Unlike most B-school work and marketing books The Influentials doesn’t try to paint everyone with the same level field paint brush.  They acknowledge the fact that not all are created equal, that there are differences and there are individuals in every arena who others look to for information, assistance and advice. 

These influentials are vital to the success of your public relations program because it means by focusing all of your efforts and activities on these individuals you can reach your market or produce the decisions/image you need to develop for your company, your products, your ideas.  In addition, you can do it more economically and more rapidly than if you were to focus on your homogenous stakeholder community. 

While the book is packed with more than its fair share of research and trend analysis, Keller and Berry quickly dispel the antiquated concept that influentials are celebrities.  Instead, they quickly establish that influentials are people who live, work and walk among us.  They are community, business and idea leaders.  In the technology-based industries we call these people the early adopters. 

You know the people who first took to luggable computers then notebooks, subnotebooks and palmtop systems.  They were the first to use the Internet, cell phones, PDRs and most recently combination cell/PDR/web-based communications devices.  It’s a new way to look at what has often been derisively referred to as powerbrokers because they shape thinking, direction and policies by being themselves, by being at the head of the crowd and by sharing their thoughts, information and ideas. 

While the book was written by two senior executives of a leading research firm it is surprisingly free of researcher writing (translation  it is well written).   But at times you do wonder (they provide real-life profiles of some of their influentials) how they influentials were pinpointed and if their identified role as a trendsetter has skewed some of their information, inputs and ideas.

But there is so much research data available that you will easily be able to weigh the validity and credibility for yourself.  Just keep in mind that RoperASW’s work seems to have withstood the test of time. 

Every solid public relations person wants to identify, reach and persuade the influentials in his marketplace and The Influentials provides the guidelines you need to help you focus and manage your efforts and activities.  With management constantly stressing results and minimal budgets the ability to reach these men and women is worth far more than 500+ press clippings.

If you’ve read any of the guerilla marketing or “buzz” books, you’ll find The Influentials a refreshing change because it provides you with concrete background and information you can use in developing, presenting and tuning your message to market and community thought leaders.  In other words the people who will take action and will move others to take action.  That beats the wave in a football stadium any time because there are measurable results at the end of the day.
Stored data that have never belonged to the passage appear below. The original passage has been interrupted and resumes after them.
PR #59, opened 2021-11-15
Add missing logic for updating metrics port

Tal-or:
The deployer is not updating the DaemonSet with the necessary configuration for support metrics exports
as we have in the RTE repo: https://github.com/k8stopologyawareschedwg/resource-topology-exporter/blob/master/manifests/resource-topology-exporter-ds.yaml#L42

### DIFF
--- a/pkg/manifests/updates.go
+++ b/pkg/manifests/updates.go
@@ -2,6 +2,7 @@ package manifests
 
 import (
 	"fmt"
+	"strconv"
 
 	"github.com/drone/envsubst"
 	securityv1 "github.com/openshift/api/security/v1"
@@ -26,6 +27,8 @@ const (
 	seLinuxRTEContextLevel = "s0"
 
 	templateSELinuxPolicyDst = "selinuxPolicyDst"
+
+	metricsPort = 2112
 )
 
 func UpdateRoleBinding(rb *rbacv1.RoleBinding, serviceAccount, namespace string) *rbacv1.RoleBinding {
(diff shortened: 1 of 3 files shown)


fromanirh (commented):
good catch. This is a bug indeed. I think that rather than just adding special-purpose code, we should re-evaluate how we handle the shell expansion.

Tal-or:
> good catch. This is a bug indeed. I think that rather than just adding special-purpose code, we should re-evaluate how we handle the shell expansion.

Let me think about it.
Will post something tomorrow

fromanirh:
> > good catch. This is a bug indeed. I think that rather than just adding special-purpose code, we should re-evaluate how we handle the shell expansion.
> 
> Let me think about it. Will post something tomorrow

Let's address the point tomorrow indeed. I'm inclined to merge your PR and schedule a cleanup sweep later on. All the `Update` function  and `updates.go` in general can use some cleanup.

Tal-or:
> > > good catch. This is a bug indeed. I think that rather than just adding special-purpose code, we should re-evaluate how we handle the shell expansion.
> > 
> > 
> > Let me think about it. Will post something tomorrow
> 
> Let's address the point tomorrow indeed. I'm inclined to merge your PR and schedule a cleanup sweep later on. All the `Update` function and `updates.go` in general can use some cleanup.

If you're too busy, but have some idea in my mind, you can share it and i'll implement what's needed

PR #315, opened 2024-09-04
detect: add capability to detect HyperShift platform

Tal-or:
Added the capeability for the deployer to detect
whether the targeted OpenShift platform is of HyperShift flavor.

In future PR on NROP, we'll consume this change to allow the operator performs specific decision given the current platform.

### DIFF
--- a/pkg/deployer/platform/detect/detect.go
+++ b/pkg/deployer/platform/detect/detect.go
@@ -64,13 +64,18 @@ func Platform(ctx context.Context) (platform.Platform, error) {
 	if err != nil {
 		return platform.Unknown, err
 	}
-	return PlatformFromLister(ctx, ocpCli.ConfigV1.ClusterVersions())
+	return PlatformFromClients(ctx, ocpCli.ConfigV1.ClusterVersions(), ocpCli.ConfigV1.Infrastructures())
 }
 
 type ClusterVersionsLister interface {
 	List(ctx context.Context, opts metav1.ListOptions) (*ocpconfigv1.ClusterVersionList, error)
 }
 
+type InfrastructuresGetter interface {
+	Get(ctx context.Context, name string, options metav1.GetOptions) (*ocpconfigv1.Infrastructure, error)
+}
+
+// PlatformFromLister is deprecated, use PlatformFromClients instead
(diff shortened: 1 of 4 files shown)


pkg/deployer/platform/detect/detect.go
```diff
@@ -64,14 +64,18 @@ func Platform(ctx context.Context) (platform.Platform, error) {
...
 type ClusterVersionsLister interface {
 	List(ctx context.Context, opts metav1.ListOptions) (*ocpconfigv1.ClusterVersionList, error)
 }
 
-func PlatformFromLister(ctx context.Context, cvLister ClusterVersionsLister) (platform.Platform, error) {
+type InfrastructuresGetter interface {
+	Get(ctx context.Context, name string, options metav1.GetOptions) (*ocpconfigv1.Infrastructure, error)
+}
+
+func PlatformFromClients(ctx context.Context, cvLister ClusterVersionsLister, infraGetter InfrastructuresGetter) (platform.Platform, error) {
```
ffromani, line 78: let's try not to break backward compatibility so suddenly. Let's keep the old function (which will never return Hypershift) and let's add this one. When you do so please add a comment on `PlatformFromLister` like "deprecated, use PlatformFromClients", so in the next-next release or later we can remove it

ffromani (commented):
LGTM except for breaking backward compat. Let's handle it and we can merge.

pkg/deployer/platform/detect/detect.go
Tal-or: Ack. what about the unit-tests? keep the old one?

ffromani: > Ack. what about the unit-tests? keep the old ones as well?

every public function should be unit-tested if possible, unless there are trivial wrappers kept for backward compat. So I'd say yes, let's keep (some) old unit tests

Tal-or:
> /hold

Wanted to check something the diff seemed suspicious. PR is reviewable now.

ffromani (approved):
detecting openshift sub-families is useful

ffromani:
I'd be open to a backport to the `release-0.20` branch

PR #327, opened 2024-11-20
rte: avoid \`MachineConfig\` manifest for HyperShift

Tal-or:
There's a bug in `GetManifest` that it might
add `MachineConfig` manifest while running on HyperShift platform.

This case is always invalid because HyperShift is not familiar with the `MachineConfig` term at all.

### DIFF
--- a/pkg/manifests/rte/rte.go
+++ b/pkg/manifests/rte/rte.go
@@ -185,14 +185,13 @@ func GetManifests(plat platform.Platform, version platform.Version, namespace st
 	var err error
 	mf := New(plat)
 
-	if plat == platform.OpenShift || plat == platform.HyperShift {
-		if withCustomSELinuxPolicy {
-			mf.MachineConfig, err = manifests.MachineConfig(manifests.ComponentResourceTopologyExporter, version, withCRIHooks)
-			if err != nil {
-				return mf, err
-			}
+	if plat == platform.OpenShift && withCustomSELinuxPolicy {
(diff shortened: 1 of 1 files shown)


ffromani (approved):
thanks!

pkg/manifests/rte/rte.go
```diff
@@ -185,14 +185,13 @@ func GetManifests(plat platform.Platform, version platform.Version, namespace st
 	var err error
 	mf := New(plat)
 
-	if plat == platform.OpenShift || plat == platform.HyperShift {
-		if withCustomSELinuxPolicy {
-			mf.MachineConfig, err = manifests.MachineConfig(manifests.ComponentResourceTopologyExporter, version, withCRIHooks)
-			if err != nil {
-				return mf, err
-			}
+	if plat == platform.OpenShift && withCustomSELinuxPolicy {
```
shajmakh, line 188: do we prefer t he condition to be `plat == platform.OpenShift` or `plat != platform.Hypershift` ?
I'm asking because it was mentioned earlier that platform.Kubernetes is allows with MCP installed so I wonder if we want to still consider this case

ffromani: Good point. The best option is to review all the platform checks and make sure we are consistent. This change seems to follow the spirit of the old code so should be ok.

Tal-or: This MachineConfig intended to install the custom SELinux policy which tied up to the RHEL OS which is running on the system. 
This is OCP specific

PR #331, opened 2024-12-09
selinux: add kubelet_var_lib_t permissions

Tal-or:
In future rhel/rhcos release podresourceAPI socket file's context might change to `kubelet_var_lib_t`.

To deal with this issue in advance we'll change RTE custom policy to support this new context as well.


ffromani (approved):
thanks!

PR #320, opened 2024-09-24
selinux: allow access to kubelet_var_lib_t

Tal-or:
podresources API context has changed to kubelet_var_lib_t:
 https://github.com/containers/container-selinux/pull/329

Adjust the custom policy to allow access to this new file context.

Signed-off-by: Talor Itzhak <titzhak@redhat.com>

PR #341, opened 2024-12-16
[release-0.20][manual] support for custom and default selinux policies

ffromani:
Aggregate backport of #311 #313 #319 (partial) #320 (partial)


Tal-or:
LGTM
let's merge after #344 goes in

ffromani:
let's see if we can avoid the backports because it creates almost more problems as it solves it

PR #350, opened 2025-02-17
SCC: Added annotation to daemonset pods template

rbaturov:
Since OCP 4.18, all workloads of platform namespaces (openshift-*) explicitly pin the SCCs they need.

https://docs.openshift.com/container-platform/4.17/authentication/managing-security-context-constraints.html#security-context-constraints-requiring_configuring-internal-oauth

https://github.com/openshift/origin/blob/master/pkg/monitortests/authentication/requiredsccmonitortests/monitortest.go

### DIFF
--- a/pkg/manifests/rte/rte.go
+++ b/pkg/manifests/rte/rte.go
@@ -125,7 +125,13 @@ func (mf Manifests) Render(opts options.UpdaterDaemon) (Manifests, error) {
 		}
 		ocpupdate.SecurityContextConstraint(ret.SecurityContextConstraint, ret.ServiceAccount)
 		ocpupdate.SecurityContextConstraint(ret.SecurityContextConstraintV2, ret.ServiceAccount)
-		rteupdate.SecurityContext(ret.DaemonSet, selinuxTypeFromSCCVersion(opts.DaemonSet.SCCVersion, (mf.MachineConfig != nil)))
+		rteupdate.SecurityContextWithOpts(
+			ret.DaemonSet,
+			rteupdate.SecurityContextOptions{
+				SELinuxContextType:  selinuxTypeFromSCCVersion(opts.DaemonSet.SCCVersion, (mf.MachineConfig != nil)),
+				SecurityContextName: mf.SecurityContextConstraint.Name,
+			},
+		)
 	}
 
 	return ret, nil
--- a/pkg/objectupdate/rte/rte.go
+++ b/pkg/objectupdate/rte/rte.go
@@ -46,6 +46,7 @@ const (
 	rteKubeletDirVolumeName      = "host-var-lib-kubelet"
 	rteNotifierFileName          = "notify"
 	hostNotifierDir              = "/run/rte"
+	sccAnnotation                = "openshift.io/required-scc"
 )
 
 func ContainerConfig(podSpec *corev1.PodSpec, cnt *corev1.Container, configMapName string) {
@@ -188,6 +189,37 @@ func SecurityContext(ds *appsv1.DaemonSet, selinuxContextType string) {
 	cntSpec.SecurityContext.SELinuxOptions = &corev1.SELinuxOptions{
 		Type:  selinuxContextType,
 		Level: selinuxassets.RTEContextLevel,
+	}
+}
+
+type SecurityContextOptions struct {
+	SELinuxContextType  string
+	SecurityContextName string
+}
+
+func SecurityContextWithOpts(ds *appsv1.DaemonSet, opts SecurityContextOptions) {
+	cntSpec := objectupdate.FindContainerByName(ds.Spec.Template.Spec.Containers, manifests.ContainerNameRTE)
+	if cntSpec == nil {
+		return
+	}
+
+	// this is needed to put watches in the kubelet state dirs AND
+	// to open the podresources socket in R/W mode
+	if cntSpec.SecurityContext == nil {
+		cntSpec.SecurityContext = &corev1.SecurityContext{}
+	}
+	if opts.SELinuxContextType != "" {
+		cntSpec.SecurityContext.SELinuxOptions = &corev1.SELinuxOptions{
+			Type:  opts.SELinuxContextType,
+			Level: selinuxassets.RTEContextLevel,
+		}
+	}
+
+	if ds.Spec.Template.ObjectMeta.Annotations == nil {
+		ds.Spec.Template.ObjectMeta.Annotations = make(map[string]string)
+	}
+	if opts.SecurityContextName != "" {
+		ds.Spec.Template.ObjectMeta.Annotations[sccAnnotation] = opts.SecurityContextName
 	}
 }
 
--- a/pkg/objectupdate/rte/rte_test.go
+++ b/pkg/objectupdate/rte/rte_test.go
@@ -18,14 +18,14 @@ package rte
 
 import (
 	"fmt"
-	selinuxassets "github.com/k8stopologyawareschedwg/deployer/pkg/assets/selinux"
-	"github.com/k8stopologyawareschedwg/deployer/pkg/objectupdate"
 	"strings"
 	"testing"
 	"time"
 
+	selinuxassets "github.com/k8stopologyawareschedwg/deployer/pkg/assets/selinux"
 	"github.com/k8stopologyawareschedwg/deployer/pkg/deployer/platform"
 	"github.com/k8stopologyawareschedwg/deployer/pkg/manifests"
+	"github.com/k8stopologyawareschedwg/deployer/pkg/objectupdate"
 	"github.com/k8stopologyawareschedwg/deployer/pkg/options"
 	appsv1 "k8s.io/api/apps/v1"
 	v1 "k8s.io/api/core/v1"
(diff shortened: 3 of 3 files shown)


ffromani (commented):
thanks for the change! Let's make sure it is covered by unit tests (existing or new)

pkg/objectupdate/rte/rte.go
```diff
@@ -150,6 +150,11 @@ func DaemonSet(ds *appsv1.DaemonSet, plat platform.Platform, configMapName strin
 		podSpec.NodeSelector = opts.NodeSelector.MatchLabels
 	}
 	MetricsPort(ds, metricsPort)
+
+	if ds.Spec.Template.Annotations == nil {
+		ds.Spec.Template.Annotations = make(map[string]string)
+	}
+	ds.Annotations["openshift.io/required-scc"] = "resource-topology-exporter"
```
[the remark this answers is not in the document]
rbaturov: Actually we can take it from:
`DaemonSet.Spec.Template.Spec.ServiceAccountName` which suppose to be identical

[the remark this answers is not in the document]
rbaturov: OR `mf.ServiceAccount.Name`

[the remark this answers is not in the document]
rbaturov: Yes we can take it from the `securitycontextconstraint.yaml`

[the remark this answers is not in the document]
rbaturov: We can do it [here](https://github.com/rbaturov/deployer/blob/add-scc-annotation/pkg/manifests/rte/rte.go#L104) the same way

pkg/manifests/rte/rte.go
```diff
@@ -126,6 +126,11 @@ func (mf Manifests) Render(opts options.UpdaterDaemon) (Manifests, error) {
 		ocpupdate.SecurityContextConstraint(ret.SecurityContextConstraint, ret.ServiceAccount)
 		ocpupdate.SecurityContextConstraint(ret.SecurityContextConstraintV2, ret.ServiceAccount)
 		rteupdate.SecurityContext(ret.DaemonSet, selinuxTypeFromSCCVersion(opts.DaemonSet.SCCVersion, (mf.MachineConfig != nil)))
+
+		if ret.DaemonSet.Spec.Template.ObjectMeta.Annotations == nil {
+			ret.DaemonSet.Spec.Template.ObjectMeta.Annotations = make(map[string]string)
+		}
+		ret.DaemonSet.Spec.Template.ObjectMeta.Annotations["openshift.io/required-scc"] = mf.SecurityContextConstraint.Name
```
ffromani, line 133: this should go inside `rteupdate.DaemonSet`

rbaturov: To do this I'd need to pass the manifests object as an argument to that function. Therefore we would need to import the `manifests/rte` which causes import cycle.
We can also pass the name of the scc directly to the `rteupdate.DaemonSet`, but this is pretty odd.

ffromani: passing the manifest object is not a good idea indeed. We can add however a `SCCName` field in the `options.DaemonSet` struct and use that to make logic.
I'm not sure I get why passing the SCC Name would be odd

rbaturov: Adding it to the `options.DaemonSet`, will require to add it [here](https://github.com/rbaturov/deployer/blob/main/pkg/options/options.go#L130) 
 aswell. This will require setting it up in the `commonOpts` struct.
 As far as I understand we populate this struct from the command line flags.

Maybe we should just add the SCC name as an argument to `rteupdate.DaemonSet`

ffromani: uhm, I'm now thinking if this doesn't belong more to `rteupdate.SecurityContext`.
I'm also pondering if we should have it moved in `ocpupdate`. But I'm inclined about just extending `rteupdate.SecurityContext`. We should try to maximize backward compat, so we should preobably add another function taking a struct with parameters (`name` and `type` probably) and deprecate the current `SecurityContext`.

rbaturov: Therefore, creating this new function will require us to bump the deployer on NROP and change [these calls](https://github.com/rbaturov/numaresources-operator/blob/main/internal/controller/numaresourcesoperator_controller.go#L749-L752), to call the new function instead. Did I got this correctly?

ffromani: yes, the gist is correct. Adding new functions is almost always fine.

pkg/objectupdate/rte/rte.go
```diff
@@ -191,6 +191,28 @@ func SecurityContext(ds *appsv1.DaemonSet, selinuxContextType string) {
 	}
 }
 
+func SecurityContextWithSCC(ds *appsv1.DaemonSet, selinuxContextType, sccName string) {
```
ffromani, line 194: I feel using the options pattern (see: https://dev.to/kittipat1413/understanding-the-options-pattern-in-go-390c et. al.) is too much here.
But we can and should add an `SCCOptions` struct and use it in the extended function:
```
type SecurityContextOptions struct {
    SELinuxContextType string
    SecurityContextName string
}

func SecurityContextWithOpts(ds *appsv1.DaemonSet, opts SecurityContextOptions) { 
...
}
```

pkg/objectupdate/rte/rte.go
```diff
@@ -191,6 +191,28 @@ func SecurityContext(ds *appsv1.DaemonSet, selinuxContextType string) {
...
+	}
+	cntSpec.SecurityContext.SELinuxOptions = &corev1.SELinuxOptions{
+		Type:  selinuxContextType,
+		Level: selinuxassets.RTEContextLevel,
+	}
+
+	if ds.Spec.Template.ObjectMeta.Annotations == nil {
+		ds.Spec.Template.ObjectMeta.Annotations = make(map[string]string)
+	}
+	ds.Spec.Template.ObjectMeta.Annotations["openshift.io/required-scc"] = sccName
```
ffromani, line 213: `"openshift.io/required-scc"` should be a private constant in this file

pkg/objectupdate/rte/rte.go
rbaturov:
```
type SecurityContextOptions struct {
    SELinuxContextType string
    SecurityContextName string
}
```

Should we place this struct in this file?
I wonder if we have a better place

rbaturov:
@ffromani Thanks for the review. Code updated.

pkg/objectupdate/rte/rte.go
```diff
@@ -191,6 +192,33 @@ func SecurityContext(ds *appsv1.DaemonSet, selinuxContextType string) {
 	}
 }
 
+type SecurityContextOptions struct {
+	SELinuxContextType  string
+	SecurityContextName string
+}
+
+func SecurityContextWithOpts(ds *appsv1.DaemonSet, opts *SecurityContextOptions) {
```
ffromani, line 200: should be passed per value not per pointer

pkg/manifests/rte/rte.go
```diff
@@ -125,7 +125,8 @@ func (mf Manifests) Render(opts options.UpdaterDaemon) (Manifests, error) {
 		}
 		ocpupdate.SecurityContextConstraint(ret.SecurityContextConstraint, ret.ServiceAccount)
 		ocpupdate.SecurityContextConstraint(ret.SecurityContextConstraintV2, ret.ServiceAccount)
-		rteupdate.SecurityContext(ret.DaemonSet, selinuxTypeFromSCCVersion(opts.DaemonSet.SCCVersion, (mf.MachineConfig != nil)))
+		sccOpts := &rteupdate.SecurityContextOptions{SELinuxContextType: selinuxTypeFromSCCVersion(opts.DaemonSet.SCCVersion, (mf.MachineConfig != nil)), SecurityContextName: mf.SecurityContextConstraint.Name}
+		rteupdate.SecurityContextWithOpts(ret.DaemonSet, sccOpts)
```
ffromani, line 129: you can inline:
```
rteupdate.SecurityContextWithOpts(ret.DaemonSet, rteupdate.SecurityContextOptions{
    SELinuxContextType: selinuxTypeFromSCCVersion(opts.DaemonSet.SCCVersion, (mf.MachineConfig != nil)), 
    SecurityContextName: mf.SecurityContextConstraint.Name,
})
```

pkg/objectupdate/rte/rte.go
```diff
@@ -191,6 +192,33 @@ func SecurityContext(ds *appsv1.DaemonSet, selinuxContextType string) {
 	}
 }
 
+type SecurityContextOptions struct {
```
ffromani, line 195: placement is fine right here

pkg/objectupdate/rte/rte.go
rbaturov: What is the reason? I want to learn why

rbaturov: Is this to support your inline suggestion down bellow? or some principle I'm not following

ffromani: because when functions accept a pointer argument, the general implied meaning is "the function can mutate this argument", which is not the intention nor the goal here. The function will never mutate the options.
Only if and when the struct passed by argument became really huge (but why did we let that  happen?) we can evaluate to pass it per pointer only for performance reasons.

Everything else equal, the readability requirement trumps any performance requirement, especially about preemptive (= not backed by profiling data) optimizations.

pkg/manifests/rte/rte.go
```diff
@@ -125,7 +125,7 @@ func (mf Manifests) Render(opts options.UpdaterDaemon) (Manifests, error) {
 		}
 		ocpupdate.SecurityContextConstraint(ret.SecurityContextConstraint, ret.ServiceAccount)
 		ocpupdate.SecurityContextConstraint(ret.SecurityContextConstraintV2, ret.ServiceAccount)
-		rteupdate.SecurityContext(ret.DaemonSet, selinuxTypeFromSCCVersion(opts.DaemonSet.SCCVersion, (mf.MachineConfig != nil)))
+		rteupdate.SecurityContextWithOpts(ret.DaemonSet, rteupdate.SecurityContextOptions{SELinuxContextType: selinuxTypeFromSCCVersion(opts.DaemonSet.SCCVersion, (mf.MachineConfig != nil)), SecurityContextName: mf.SecurityContextConstraint.Name})
```
ffromani, line 128: any reason to inline the code like this vs the expanded canonical struct literal definition?

pkg/objectupdate/rte/rte.go
```diff
@@ -191,6 +192,33 @@ func SecurityContext(ds *appsv1.DaemonSet, selinuxContextType string) {
...
+	}
+	cntSpec.SecurityContext.SELinuxOptions = &corev1.SELinuxOptions{
+		Type:  opts.SELinuxContextType,
+		Level: selinuxassets.RTEContextLevel,
+	}
+
+	if ds.Spec.Template.ObjectMeta.Annotations == nil {
+		ds.Spec.Template.ObjectMeta.Annotations = make(map[string]string)
+	}
+	ds.Spec.Template.ObjectMeta.Annotations[sccAnnotation] = opts.SecurityContextName
```
ffromani, line 219: this block should be done only `if opts.SecurityContextName != ""`

ffromani: please add a test to check that if the name is `""` no annotations is added

pkg/objectupdate/rte/rte.go
```diff
@@ -191,6 +192,33 @@ func SecurityContext(ds *appsv1.DaemonSet, selinuxContextType string) {
...
+		return
+	}
+
+	// this is needed to put watches in the kubelet state dirs AND
+	// to open the podresources socket in R/W mode
+	if cntSpec.SecurityContext == nil {
+		cntSpec.SecurityContext = &corev1.SecurityContext{}
+	}
+	cntSpec.SecurityContext.SELinuxOptions = &corev1.SELinuxOptions{
+		Type:  opts.SELinuxContextType,
```
ffromani, line 212: this must be `!= ""` and the function should error out if it is nil (yes, this is stricter than the original function)

pkg/manifests/rte/rte.go
rbaturov: Not really, updated this.

pkg/objectupdate/rte/rte.go
```diff
@@ -191,6 +192,37 @@ func SecurityContext(ds *appsv1.DaemonSet, selinuxContextType string) {
...
+	cntSpec := objectupdate.FindContainerByName(ds.Spec.Template.Spec.Containers, manifests.ContainerNameRTE)
+	if cntSpec == nil {
+		return
+	}
+
+	// this is needed to put watches in the kubelet state dirs AND
+	// to open the podresources socket in R/W mode
+	if cntSpec.SecurityContext == nil {
+		cntSpec.SecurityContext = &corev1.SecurityContext{}
+	}
```
ffromani, line 210: we should not mutate the `ds` unnecessarily, but we can fix this later.

pkg/objectupdate/rte/rte.go
```diff
@@ -191,6 +192,37 @@ func SecurityContext(ds *appsv1.DaemonSet, selinuxContextType string) {
...
+	if opts.SELinuxContextType != "" {
+		cntSpec.SecurityContext.SELinuxOptions = &corev1.SELinuxOptions{
+			Type:  opts.SELinuxContextType,
+			Level: selinuxassets.RTEContextLevel,
+		}
+	}
+
+	if ds.Spec.Template.ObjectMeta.Annotations == nil {
+		ds.Spec.Template.ObjectMeta.Annotations = make(map[string]string)
+	}
```
ffromani, line 220: we should not mutate the `ds` unnecessarily, but we can fix this later.

pkg/objectupdate/rte/rte_test.go
```diff
@@ -349,3 +349,63 @@ func TestSecurityContext(t *testing.T) {
 		})
 	}
 }
+
+func TestSecurityContextWithOpts(t *testing.T) {
+	testCases := []struct {
+		description        string
+		selinuxContextType string
+		sccName            string
+	}{
```
ffromani, line 358: would have been better to have a reference object to compare equality for in the test body, but also this approach is acceptable.

ffromani (approved):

Unlike most marketing books  especially those written by researchers The Influentials delivers an exceptional amount of research data as well as a discussion of how the data was developed.  This means you can determine for yourself how valid the information is and allows you to make your own analysis/decisions based on your experience.  As a result you can identify your target influentials and develop a plan of action to reach, inform and work with them to produce the results you want to achieve…quickly and economically.

One of the problems with The Influentials is that after reading and digesting the book you will come to an inescapable conclusion…focused efforts followed by measurement, tuning and more focused efforts is the way to rapidly produce results.  That’s work so many PR people will diligently read the book and then return to their shotgun releases and emails.

It’s a pity but it is also predictable. 

But for those who read the book and get it, there will be some powerful rewards for them and their companies.  Success is measurable and within reach.

We can only hope you’re in the latter group.